RPI3 swap experiments
Rodney W. Grimes
freebsd-rwg at pdx.rh.CN85.dnsmgr.net
Tue Jul 31 16:03:10 UTC 2018
> On Tue, Jul 31, 2018 at 10:31:33PM +1000, Trev wrote:
> > bob prohaska wrote on 31/07/2018 15:47:
> >
> > > It would be most interesting to see what happens if OOMA
> > > could be turned off. Is that possible?
> >
> > Possibly, but you might find you're treating the symptom(s) rather than
> > the cause(s) ... something must be triggering the condition whether
> > correctly or not.
>
> That's my point. To determine if OOMA is triggered correctly or not. I'm starting
> to think not.
>
> The reason is the dependency on swap layout (mixed USB/microSD vs all one or the
> other) and the fact that OOMA kills don't seem to coincide with periods of
> maximum storage read/write delay, which is the conventional explanation for
> why OOMA kills happen in the first place.

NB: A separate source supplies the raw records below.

Issue #1068, opened 2017-08-16
Add Indicator Detrended Price Oscillator


LiXiang618:
Detrended Price Oscillator (In the sample N = 21)

The Detrended Price Oscillator (DPO) is an indicator designed to remove trend from price and make it easier to identify cycles.

Formula:
Price {N/2 + 1} periods ago less the N-period simple moving average.

Note:
N refers to the number of periods used to calculate the Detrended Price Oscillator. A 20-day DPO would use a 20-day SMA that is displaced by 11 periods {20/2 + 1 = 11}. This displacement shifts the 20-day SMA 11 days to the left, which actually puts it in the middle of the look-back period. The value of the 20-day SMA is then subtracted from the price in the middle of this look-back period. In short, DPO(20) equals price 11 days ago less the 20-day SMA. 

Sample Data:
[spy_detrended_price_oscillator_21.txt](https://github.com/QuantConnect/Lean/files/1229245/spy_detrended_price_oscillator_21.txt)

Reference:
http://www.stockcharts.com/school/doku.php?id=chart_school:technical_indicators:detrended_price_osci

Jay-Jay-D:
This issue should be closed.

PR #1200, opened 2017-10-11
DetrendedPriceOscillator indicator.

Jay-Jay-D:
+ small redundant code fix at CompositeIndicator.cs
#1068


Algorithm/QCAlgorithm.Indicators.cs
```diff
@@ -313,6 +313,24 @@ public DoubleExponentialMovingAverage DEMA(Symbol symbol, int period, Resolution
         }
 
         /// <summary>
+        /// Creates a new <see cref="DetrendedPriceOscillator"/> indicator.
+        /// </summary>
+        /// <param name="symbol">The symbol whose DPO we want</param>
+        /// <param name="period">The period over which to compute the DPO</param>
+        /// <param name="resolution">The resolution</param>
+        /// <param name="selector">Selects a value from the BaseData to send into the indicator, if null defaults to the Value property of BaseData (x => x.Value)</param>
+        /// <returns>A new registerd DetrendedPriceOscillator indicator for the requested symbol over the specified period</returns>
```
mchandschuh: typo, registerd -> registered

Honestly, this typo probably occurs many times in this file and has probably just been copied around since the inception of this file

Indicators/CompositeIndicator.cs
```diff
@@ -98,13 +98,8 @@ public CompositeIndicator(string name, IndicatorBase<T> left, IndicatorBase<T> r
...
         public CompositeIndicator(IndicatorBase<T> left, IndicatorBase<T> right, IndicatorComposer composer)
-            : base(string.Format("COMPOSE({0},{1})", left.Name, right.Name))
-        {
-            _composer = composer;
-            Left = left;
-            Right = right;
-            ConfigureEventHandlers();
-        }
+            : this(string.Format("COMPOSE({0},{1})", left.Name, right.Name), left, right, composer)
+        { }
```
mchandschuh: no action required -- I was always more partial to these being on separate lines.

mchandschuh: also, I like the removal of the duplication here, good stuff.

Indicators/DetrendedPriceOscillator.cs
```diff
@@ -0,0 +1,80 @@
...
+        /// </summary>
+        /// <param name="input">The input given to the indicator</param>
+        /// <returns>
+        ///     A new value for this indicator
+        /// </returns>
+        protected override decimal ComputeNextValue(IndicatorDataPoint input)
+        {
+            _priceLag.Update(input);
+            _sma.Update(input);
+            return IsReady ? _priceLag - _sma : decimal.Zero;
```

If turning off OOMA allows buildworld
> to complete successfully it suggests OOMA isn't correctly implemented.
>
An easy way of triggering OOM that I ran accross the other day is simply:
truncate -s 4G foo
grep Anything foo
grep(1) well gladly grow up to 4G trying to create a "line" of text
to search for the string "Anything". On a system with less than
4G of free memory this triggers an OOM and starts killing processes.
Probably has to be run as root or limits get hit.